DIRECTIONS FOR THIS TASK:
Locate all lines in the data below that hold "respect" and show them.

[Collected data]

=== Section Start ===

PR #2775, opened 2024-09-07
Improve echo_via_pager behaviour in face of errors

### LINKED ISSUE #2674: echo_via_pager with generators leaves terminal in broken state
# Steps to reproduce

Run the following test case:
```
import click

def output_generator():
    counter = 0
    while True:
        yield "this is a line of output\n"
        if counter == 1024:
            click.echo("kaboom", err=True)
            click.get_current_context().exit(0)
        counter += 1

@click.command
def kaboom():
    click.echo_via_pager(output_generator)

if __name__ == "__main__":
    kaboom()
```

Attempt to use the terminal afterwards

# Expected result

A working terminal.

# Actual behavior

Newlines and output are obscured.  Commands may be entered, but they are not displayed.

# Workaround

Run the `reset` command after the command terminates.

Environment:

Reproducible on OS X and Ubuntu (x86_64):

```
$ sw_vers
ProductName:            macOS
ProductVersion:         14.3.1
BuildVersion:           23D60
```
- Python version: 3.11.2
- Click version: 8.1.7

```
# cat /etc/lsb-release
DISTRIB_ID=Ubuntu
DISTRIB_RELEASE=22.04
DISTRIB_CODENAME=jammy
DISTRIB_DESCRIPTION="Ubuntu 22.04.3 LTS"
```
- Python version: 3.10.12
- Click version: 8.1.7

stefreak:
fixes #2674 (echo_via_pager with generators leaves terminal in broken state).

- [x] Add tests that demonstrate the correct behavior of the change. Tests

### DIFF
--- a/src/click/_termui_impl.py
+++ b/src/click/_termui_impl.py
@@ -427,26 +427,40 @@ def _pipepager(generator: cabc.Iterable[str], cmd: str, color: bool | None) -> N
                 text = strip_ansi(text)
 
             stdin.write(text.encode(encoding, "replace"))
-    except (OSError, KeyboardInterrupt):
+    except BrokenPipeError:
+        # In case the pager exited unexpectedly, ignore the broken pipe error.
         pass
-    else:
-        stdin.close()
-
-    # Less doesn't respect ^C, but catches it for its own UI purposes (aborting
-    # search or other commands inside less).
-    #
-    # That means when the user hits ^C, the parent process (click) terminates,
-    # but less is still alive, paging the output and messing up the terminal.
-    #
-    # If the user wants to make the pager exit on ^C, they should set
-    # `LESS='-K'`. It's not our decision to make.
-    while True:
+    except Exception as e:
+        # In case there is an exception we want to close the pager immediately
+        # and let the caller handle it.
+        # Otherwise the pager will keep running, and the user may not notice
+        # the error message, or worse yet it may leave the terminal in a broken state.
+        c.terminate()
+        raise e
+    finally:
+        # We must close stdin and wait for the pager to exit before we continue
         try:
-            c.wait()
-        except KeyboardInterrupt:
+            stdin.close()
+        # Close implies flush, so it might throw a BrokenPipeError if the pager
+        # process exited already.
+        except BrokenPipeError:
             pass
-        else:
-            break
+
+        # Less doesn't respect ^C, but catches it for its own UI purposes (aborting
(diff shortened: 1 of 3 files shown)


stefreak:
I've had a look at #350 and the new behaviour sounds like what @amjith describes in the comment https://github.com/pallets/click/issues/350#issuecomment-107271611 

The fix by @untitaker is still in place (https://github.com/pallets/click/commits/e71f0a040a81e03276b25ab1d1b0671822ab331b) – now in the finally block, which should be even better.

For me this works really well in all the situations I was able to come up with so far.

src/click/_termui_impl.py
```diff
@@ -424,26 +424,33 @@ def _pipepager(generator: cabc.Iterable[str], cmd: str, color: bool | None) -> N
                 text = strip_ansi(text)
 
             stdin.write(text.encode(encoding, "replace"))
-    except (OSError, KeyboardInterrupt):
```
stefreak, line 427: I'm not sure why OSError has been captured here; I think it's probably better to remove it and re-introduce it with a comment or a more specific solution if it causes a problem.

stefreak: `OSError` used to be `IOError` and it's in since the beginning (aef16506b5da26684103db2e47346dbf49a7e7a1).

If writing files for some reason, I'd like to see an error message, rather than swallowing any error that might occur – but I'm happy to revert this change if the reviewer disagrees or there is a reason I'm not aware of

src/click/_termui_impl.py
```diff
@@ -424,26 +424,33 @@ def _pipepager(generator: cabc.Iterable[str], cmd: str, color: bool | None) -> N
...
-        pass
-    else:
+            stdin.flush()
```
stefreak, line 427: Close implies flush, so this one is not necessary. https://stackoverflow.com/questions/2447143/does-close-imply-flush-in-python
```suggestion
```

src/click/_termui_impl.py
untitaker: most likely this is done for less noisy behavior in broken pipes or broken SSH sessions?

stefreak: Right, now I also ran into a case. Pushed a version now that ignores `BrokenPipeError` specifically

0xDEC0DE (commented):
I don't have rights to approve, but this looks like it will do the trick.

=== Section End ===

ANSWER SPACE:
-    # Less doesn't respect ^C, but catches it for its own UI purposes (aborting
+        # Less doesn't respect ^C, but catches it for its own UI purposes (aborting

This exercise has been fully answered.